1. Every version gets a special fingerprint: When you save your work, the computer creates a unique "fingerprint" for that exact version. If you change even one word, you get a completely different fingerprint.

2. There's always a "latest version" pointer: You have a special bookmark that always points to the newest approved version of your book. When someone makes improvements, you move the bookmark to point to the new fingerprint.

3. Everyone can keep copies: Your friends can make copies of any version they want and keep them safe on their computers. The more people who keep copies, the safer your work is.

4. No mysterious changes: Because of the fingerprints, you always know exactly what changed between versions and who made the changes.

5. Take turns, don't step on toes: Instead of everyone editing at once (which gets messy), you take turns making changes and then everyone agrees on the new "official" version.

That's SnapStack! It's like having a super-reliable, tamper-proof filing system for team writing projects.

Typical Use Case

SnapStack is designed for small collaborative writing projects with 2-5 contributors who don't expect frequent editing conflicts. Think technical documentation teams, research collaboratives, or small publishing projects where:

• Contributors can coordinate informally (chat, email, brief calls)
• Most edits are additive rather than heavily overlapping
• You value cryptographic integrity and decentralized distribution
• You prefer explicit coordination over automatic conflict resolution

This isn't meant for large teams with constant concurrent edits - it's optimized for thoughtful, coordinated collaboration.

Core Concept

SnapStack treats collaborative writing as publishing signed snapshots rather than merging concurrent edits. Think "version control for documents" but with cryptographic integrity and decentralized distribution built in.

Key Principles

• Immutable snapshots: Every version gets a unique cryptographic identifier (CID)
• One stable pointer: A single IPNS address always points to the latest accepted version
• Conflict avoidance: Coordinate edits rather than merge them
• Low ceremony: Simple roles and lightweight processes

How IPFS/IPNS Enables This

IPFS gives you immutable snapshots. Every time you add a folder to IPFS, you get a CID (Content Identifier) that cryptographically matches those exact bytes. Change one file, get a completely new top-level CID.

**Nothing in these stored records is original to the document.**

PR #360, opened 2016-02-24
Fix for Go to Class window loses focus during typing.

mrawl:
The reason this bug occurs is that when the goto by name dialog dropdown resizes while the mouse is over it. If the window manager uses sloppy focus or focus-follows-mouse, then it will send a focus event to the underlying IDE window since the dialog is not modal. The IDE treats this like any other click in the underlying pane and typically the focus now goes to an underlying editor which is corrupted by further keystrokes, meanwhile, the use thinks she is still typing into the dialog box. 

This could be fixed by:
- modal dialogs (this is really how it should be fixed, but that is a behavioural change)
- implementing a dialog that doesn't have windows shrinking and losing focus
- detecting that the mouse hasn't moved and retaining the focus

This change uses the third method. It retains focus in the goto dialog if the mouse hasn't moved between a dropdown list resize and the focus loss event.

Please note that the check for the mouse not moved could have false positives and could be tightened up by adding a fast timer, or checking that the focus event.getOpposite() instanceof IdeFrame, however in all my testing I didn't find any case where it behaved unexpectedly, that includes testing it when typing into the dialog, testing when alt-tabbing away from the IDE, switching workspaces, etc.

Tested on Linux/Ubuntu with Cinnamon window manager with sloppy focus, focus-follows-mouse, and click to focus. 

Bug: https://youtrack.jetbrains.com/issue/IDEA-112015

### DIFF
--- a/platform/lang-impl/src/com/intellij/ide/util/gotoByName/ChooseByNameBase.java
+++ b/platform/lang-impl/src/com/intellij/ide/util/gotoByName/ChooseByNameBase.java
@@ -56,10 +56,7 @@ import com.intellij.openapi.ui.popup.*;
 import com.intellij.openapi.util.*;
 import com.intellij.openapi.util.registry.Registry;
 import com.intellij.openapi.util.text.StringUtil;
-import com.intellij.openapi.wm.IdeFocusManager;
-import com.intellij.openapi.wm.ToolWindow;
-import com.intellij.openapi.wm.ToolWindowManager;
-import com.intellij.openapi.wm.WindowManager;
+import com.intellij.openapi.wm.*;
 import com.intellij.openapi.wm.ex.WindowManagerEx;
 import com.intellij.psi.PsiElement;
 import com.intellij.psi.codeStyle.MinusculeMatcher;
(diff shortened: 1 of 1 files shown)


klikh:

mrawl:
Done.

On Wed, Feb 24, 2016 at 5:12 AM, Kirill Likhodedov <notifications@github.com

klikh:
Received. Thanks.

bulenkov:
Hello, mrawl. Thank you for the pull request. At the moment we're working on a more general fix. However, I've slightly modified and put your fix under a registry key. How to enable the fix? 
Go to "Search Everywhere" or "Go to Action" and type "Registry". Find appropriate action and press Enter. Find "focus.follows.mouse.workarounds" key and check it. Press "Close".

cuongthamhl:
You just saved my day!

stuaxo:
Just tried this and it didn't help on the one I find annoying every day ... if you move the mouse outside the "Find in files" window, it closes as soon as you mouse over another bit of the IDE, this should really only happen when you click, any idea what it is that closes that window?

ristomatti:
@stuaxo That is truly annoying. It doesn't seem to occur with any other dialog. Maybe submit an issue to https://youtrack.jetbrains.com/. This thread is closed and 6 years old, I doubt anyone who could fix the issue will be reading this. :)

IPNS provides a moving pointer. You publish your current snapshot under an IPNS name, then update that pointer when you have a new version. Collaborators fetch via your stable IPNS address.

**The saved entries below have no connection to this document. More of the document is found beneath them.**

PR #361, opened 2016-03-02
New GIT option to disable fast-forward when merging into master from a log window

OndrejSpanel:
This is a PR for git4idea plugin.

Merging with a context menu from a log window is very convenient, however it is not possible to specify Merge options when doing so.

One merge option I am missing very much is "No fast forward".

This PR adds an option to automatically set "No fast forward" for any non-trivial merges into selected branches (typically to "master").

### DIFF
--- a/plugins/git4idea/src/git4idea/GitTaskHandler.java
+++ b/plugins/git4idea/src/git4idea/GitTaskHandler.java
@@ -61,7 +61,7 @@ public class GitTaskHandler extends DvcsTaskHandler<GitRepository> {
 
   @Override
   protected void mergeAndClose(@NotNull String branch, @NotNull List<GitRepository> repositories) {
-    myBrancher.merge(branch, GitBrancher.DeleteOnMergeOption.DELETE, repositories);
+    myBrancher.merge(branch, GitBrancher.DeleteOnMergeOption.DELETE, false, repositories);
   }
 
   @Override
--- a/plugins/git4idea/src/git4idea/branch/GitBranchWorker.java
+++ b/plugins/git4idea/src/git4idea/branch/GitBranchWorker.java
@@ -112,13 +112,13 @@ public final class GitBranchWorker {
   }
 
   public void merge(@NotNull final String branchName, @NotNull final GitBrancher.DeleteOnMergeOption deleteOnMerge,
-                    @NotNull final List<GitRepository> repositories) {
+                    boolean noFastForward, @NotNull final List<GitRepository> repositories) {
     updateInfo(repositories);
     Map<GitRepository, String> revisions = new HashMap<GitRepository, String>();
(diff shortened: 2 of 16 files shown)


klikh:
Thanks a lot for your contribution! Unfortunately, we are not going to merge this pull request, because it introduces a rather strange UI decision which we try to avoid: a separate checkbox in the settings for a single use case affecting only merging from the log.

A correct fix would be to provide all sorts of necessary merge customizations, in particular both `--ff-only` and `--no-ff` options, probably in a dialog appearing on selecting the "Merge" command, but not too distractive (or maybe with a "don't show again" checkbox). There is a request about this task (https://youtrack.jetbrains.com/issue/IDEA-86425), and the UI is one of the reasons why this task hasn't been implemented yet.

Could you please also clarify the need of the list of branches which should never be merged fast-forward, can you give an example when this can be useful? And the same question about "trivial" (single commit) merges.

Please also note that in this PR you are calling Git command from the EDT thread which will likely freeze the UI (`MergeAction#actionPerformed()` calls `TrivialMergeDetector#isTrivial`).

klikh:
Btw, have you submitted a contributor license agreement? If not, please download the PDF from http://www.jetbrains.org/display/IJOS/Contributor+Agreement and then print it out, sign (mention you github account name there), scan and email to contribute@jetbrains.com

OndrejSpanel:
@klikh My CLA sent now - I sent it before, but to busdev@jetbrains.com, as that seemed most appropriate  from addresses I was able to find - the guidelines do not list any mail address, only a fax number. I see now the mail address is listed on http://www.jetbrains.org/display/IJOS/Contribute, but not in the CLA itself, which only mentions a fax numer (see http://www.jetbrains.org/display/IJOS/Contributor+Agreement).

klikh:

OndrejSpanel:
I understand your rejection, I will check if I am able to make it more along the lines of what you write.

As for the motivation: currently I almost never use Merge from log, as it does not allow me to prevent FF. The only situation where FF seems appropriate to me is when merging a single commit. I would like to make it usable for me, as it is much easier to access than the corresponding menu command.

klikh:
> The only situation where FF seems appropriate to me is when merging a single commit.
Can you give a concrete example of this situation? I really don't see much difference in 1 commit compare to 2 or 5 commits :) 

> I would like to make it usable for me
The main problem here is to make it usable for all users. To be honest, sometimes that's the most difficult part of the development process of a desktop app.

OndrejSpanel:
The difference is how the history looks like and how it can be handled in the log viewer. When multiple commits are merged into master, I want to see the commits grouped by the merge (which also makes the merge commit collapsible in the UI).

None of this is applicable when merging one commit only.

Pinning controls persistence. Any peer can pin a CID to keep it available, and you can use remote pinning services for reliability.

Team Structure

Roles

• Maintainer of Record (MoR): Owns the main IPNS key and publishes accepted releases
• Contributors: Propose new snapshots for inclusion
• Backup Maintainer: Holds an escrow copy of the main IPNS key

Everyone can create personal IPNS keys to share work-in-progress or experimental versions.

Repository Structure

/ (root of the snapshot)
  /docs/…                # markdown content
  /assets/…              # images, diagrams
  /scripts/…             # helper scripts
  CONTRIBUTING.md        # workflow rules
  STYLE.md               # formatting guidelines
  CHANGELOG.md           # human-readable release notes
  MANIFEST.json          # machine-readable metadata
  LICENSE
  README.md              # project overview and access info

The MANIFEST.json tracks the snapshot chain:

{
  "cid": "bafy…", 
  "parent_cid": "bafy…",
  "version": "2025-08-29-001",
  "timestamp": "2025-08-29T16:45:00-07:00",
  "author": "Alice <alice@example.org>",
  "summary": "Fix typos in intro; add diagram alt text",
  "files_changed": ["docs/03-intro.md", "assets/flow-1.png"]
}

Standard Workflow

Contributing Changes (Contributors)

1. Sync to latest: Resolve the main IPNS name to get the current CID
2. Edit locally: Make focused changes following the style guide
3. Self-validate: Run quality checks (linting, spell-check, link validation)
4. Update metadata: Add entry to CHANGELOG.md and update MANIFEST.json
5. Create snapshot: Add your folder to IPFS to get a new CID
6. Propose changes: Share the CID with a summary of what changed

Publishing Releases (MoR)

1. Fetch proposal: Get the contributor's CID and review the changes
2. Validate: Run the same quality checks independently
3. Editorial review: Spot-check changes and verify metadata is sensible
4. Publish: Update the main IPNS name to point to the new CID
5. Announce: Share the new version info and ask everyone to pin it

Conflict Management

Prevention over resolution: Use soft coordination rather than complex merging.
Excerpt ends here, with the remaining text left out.